[Supplied data]
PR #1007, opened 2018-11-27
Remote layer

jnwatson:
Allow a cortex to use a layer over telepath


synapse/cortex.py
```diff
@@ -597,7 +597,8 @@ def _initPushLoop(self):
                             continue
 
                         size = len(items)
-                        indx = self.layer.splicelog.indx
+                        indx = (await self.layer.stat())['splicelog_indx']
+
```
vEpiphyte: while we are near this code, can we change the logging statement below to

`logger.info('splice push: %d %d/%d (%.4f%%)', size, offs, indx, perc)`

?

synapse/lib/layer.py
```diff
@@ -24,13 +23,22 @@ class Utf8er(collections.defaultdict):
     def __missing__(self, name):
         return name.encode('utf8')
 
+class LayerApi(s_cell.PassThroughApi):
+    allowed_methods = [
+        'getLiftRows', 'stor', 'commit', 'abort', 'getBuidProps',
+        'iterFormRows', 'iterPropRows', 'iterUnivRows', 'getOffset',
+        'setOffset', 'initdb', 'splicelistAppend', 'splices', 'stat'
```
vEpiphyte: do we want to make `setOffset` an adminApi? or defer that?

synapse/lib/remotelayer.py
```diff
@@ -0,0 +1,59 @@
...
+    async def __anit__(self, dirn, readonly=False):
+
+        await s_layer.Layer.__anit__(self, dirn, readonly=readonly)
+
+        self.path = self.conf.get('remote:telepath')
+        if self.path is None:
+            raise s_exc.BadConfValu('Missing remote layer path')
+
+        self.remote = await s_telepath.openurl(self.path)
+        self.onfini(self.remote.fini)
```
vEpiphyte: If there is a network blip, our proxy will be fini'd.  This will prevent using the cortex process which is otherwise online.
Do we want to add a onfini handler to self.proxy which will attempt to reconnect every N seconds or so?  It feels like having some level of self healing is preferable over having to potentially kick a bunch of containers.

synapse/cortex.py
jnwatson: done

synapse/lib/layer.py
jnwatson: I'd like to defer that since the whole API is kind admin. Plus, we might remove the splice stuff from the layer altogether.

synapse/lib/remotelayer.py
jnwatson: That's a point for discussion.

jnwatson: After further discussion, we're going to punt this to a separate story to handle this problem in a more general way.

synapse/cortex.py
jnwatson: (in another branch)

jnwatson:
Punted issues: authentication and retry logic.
[/Supplied data]
[Supplied data]
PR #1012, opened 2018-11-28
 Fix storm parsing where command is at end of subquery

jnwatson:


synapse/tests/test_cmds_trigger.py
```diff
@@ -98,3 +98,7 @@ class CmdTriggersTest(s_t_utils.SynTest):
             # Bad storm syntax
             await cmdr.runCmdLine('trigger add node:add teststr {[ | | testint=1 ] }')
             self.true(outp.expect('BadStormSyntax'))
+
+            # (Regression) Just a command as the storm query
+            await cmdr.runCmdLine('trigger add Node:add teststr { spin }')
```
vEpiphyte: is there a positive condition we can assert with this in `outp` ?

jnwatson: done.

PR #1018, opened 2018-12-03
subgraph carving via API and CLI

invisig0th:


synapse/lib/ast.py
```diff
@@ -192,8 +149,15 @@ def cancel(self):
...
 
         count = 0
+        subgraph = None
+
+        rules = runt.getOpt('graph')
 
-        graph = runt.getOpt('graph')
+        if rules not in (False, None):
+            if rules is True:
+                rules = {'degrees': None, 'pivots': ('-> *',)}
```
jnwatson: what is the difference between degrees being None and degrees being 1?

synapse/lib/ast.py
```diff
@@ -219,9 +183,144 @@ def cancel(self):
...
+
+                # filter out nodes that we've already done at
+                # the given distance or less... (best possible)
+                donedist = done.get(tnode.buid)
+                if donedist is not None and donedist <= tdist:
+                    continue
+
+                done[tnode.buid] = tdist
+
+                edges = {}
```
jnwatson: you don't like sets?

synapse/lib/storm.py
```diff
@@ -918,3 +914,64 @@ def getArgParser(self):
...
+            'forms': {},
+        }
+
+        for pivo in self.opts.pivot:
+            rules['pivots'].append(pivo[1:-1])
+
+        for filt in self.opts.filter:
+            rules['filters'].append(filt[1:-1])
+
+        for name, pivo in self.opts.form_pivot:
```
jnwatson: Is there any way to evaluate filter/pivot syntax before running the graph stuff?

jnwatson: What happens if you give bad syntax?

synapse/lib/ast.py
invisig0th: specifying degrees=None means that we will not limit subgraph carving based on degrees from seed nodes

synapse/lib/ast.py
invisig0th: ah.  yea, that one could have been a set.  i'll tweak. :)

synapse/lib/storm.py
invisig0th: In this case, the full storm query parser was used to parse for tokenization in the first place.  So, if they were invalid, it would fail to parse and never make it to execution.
[/Supplied data]
#### [What to produce]
From the line containing "jnwatson: what is" down to the line containing "jnwatson: Is there" in the material above, reproduce every line exactly, including the two end lines.

#### [Response for this exercise]
jnwatson: what is the difference between degrees being None and degrees being 1?

synapse/lib/ast.py
```diff
@@ -219,9 +183,144 @@ def cancel(self):
...
+
+                # filter out nodes that we've already done at
+                # the given distance or less... (best possible)
+                donedist = done.get(tnode.buid)
+                if donedist is not None and donedist <= tdist:
+                    continue
+
+                done[tnode.buid] = tdist
+
+                edges = {}
```
jnwatson: you don't like sets?

synapse/lib/storm.py
```diff
@@ -918,3 +914,64 @@ def getArgParser(self):
...
+            'forms': {},
+        }
+
+        for pivo in self.opts.pivot:
+            rules['pivots'].append(pivo[1:-1])
+
+        for filt in self.opts.filter:
+            rules['filters'].append(filt[1:-1])
+
+        for name, pivo in self.opts.form_pivot:
```
jnwatson: Is there any way to evaluate filter/pivot syntax before running the graph stuff?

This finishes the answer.